Suppose $g$ is differentiable such that $g, g'\in L^p(\mathbb{R})$ for all $p\in [1,\infty)$, and assume that the Fourier transform of $g$ satisfies $\widehat{g}(\xi)=0$ for all $\xi\in [-R,R]$ for some $R>0$. I want to prove that in that case there is a constant $C>0$ (which doesn't depend on $p$) such that $||g'||_p\geq CR||g||_p$ for all $p$. My definition of a Fourier transform is $\widehat{g}(\xi)=\int_{\mathbb{R}}g(x)e^{-2\pi ix\xi}dx$. This inequality is called Bohr's inequality.

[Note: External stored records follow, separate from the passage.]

PR #3317, opened 2019-06-01
Preserve flags for generated links

robander:

---
name: Pull request

---

## Description

Preserves style / image flagging for generated links. These worked in a previous release but was lost when filter/flag processing moved to the start of pre-processing.

In 2.x, flagging was done at the end of preprocess, after links were already added to topics. Generated links contained all flagging property attributes, so they were flagged at that point.

Now that flagging moved early in the pipeline, the flag information is added before links are created. Any flags associated with the attributes are present in the `<topicref>` that generates the link, but are ignored. This update copies any flag associated with the `<topicref>` into generated links to that `<topciref>`.

## Motivation and Context

Some customers rely heavily on flagging to help identify relevant links. This disappeared with our upgrade form 2.5 to 3.3.

## How Has This Been Tested?

Same test case attached to #3316 

## Type of Changes

## Checklist

### DIFF
--- a/src/main/plugins/org.dita.base/xsl/preprocess/maplinkImpl.xsl
+++ b/src/main/plugins/org.dita.base/xsl/preprocess/maplinkImpl.xsl
@@ -596,9 +596,9 @@ See the accompanying LICENSE file for applicable license.
     </xsl:if>
   </xsl:template>
   
-  <xsl:template match="@*|*|text()" mode="add-props-to-link">
+  <xsl:template match="@*|node()" mode="add-props-to-link">
     <xsl:copy>
-      <xsl:apply-templates select="@*|*|text()" mode="add-props-to-link"/>
+      <xsl:apply-templates select="@*|node()" mode="add-props-to-link"/>
     </xsl:copy>
   </xsl:template>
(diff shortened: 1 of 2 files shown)


src/main/plugins/org.dita.base/xsl/preprocess/maplinkImpl.xsl
```diff
@@ -590,10 +591,21 @@ See the accompanying LICENSE file for applicable license.
           <!-- add desc node and text -->
           <xsl:apply-templates select="*[contains(@class, ' map/topicmeta ')]/*[contains(@class, ' map/shortdesc ')]"/>
         </xsl:if>
+        <xsl:apply-templates select="*[contains(@class,' ditaot-d/ditaval-endprop ')]" mode="add-props-to-link"/>
       </link>
     </xsl:if>
   </xsl:template>
   
+  <xsl:template match="@*|*|text()" mode="add-props-to-link">
```
jelovirt: Could this be `@* | node()` to be a bit more generic. Same for the apply-templates expression below.

robander: Updated.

My work: My idea was to contruct a function $\psi$ which satisfies $g'*\psi=g$. By properties of the Fourier transform we know that $\widehat {g' * \psi}=\widehat{g'}\times \widehat{\psi}=2\pi i\xi\widehat {g}(\xi)\times \widehat{\psi}(\xi)$. Now suppose we found a function $\psi$ such that $\widehat{\psi}(\xi)=\frac{1}{2\pi\xi}$ for all $|\xi|>1$. Setting $h(x)=\psi(Rx)$ we have $\widehat{h}(\xi)=\frac{1}{R} \frac{1}{2\pi {\frac{\xi}{R}}}=\frac{1}{2\pi\xi}$ for all $|\xi|>R$. Combining it with the fact that $\widehat{g}=0$ in $[-R,R]$ we conclude that the equality $\widehat {g' * h}=\widehat{ig}$ holds on the whole real line. Hence $g' * h=ig$. And now from Young's inequality:
$||g||_p=||ig||_p=||g' * h||_p\leq ||g'||_p\times ||h||_1=||g'||_p\times\frac{1}{R}||\psi||_1$
So setting $C=\frac{1}{||\psi||_1}$ we are done.
So now the only question is how can such $\psi$ be defined, if at all. Using Polya's criterion I can prove there is a function in $L^1$ such that its Fourier transform equals to $\frac{1}{2\pi |\xi|}$ for $|\xi|>1$. However, I need it to be equal to $\frac{1}{2\pi\xi}$, without the absolute value. Any ideas on how to "fix" the function to get it? Or maybe my proof doesn't work from the beginning?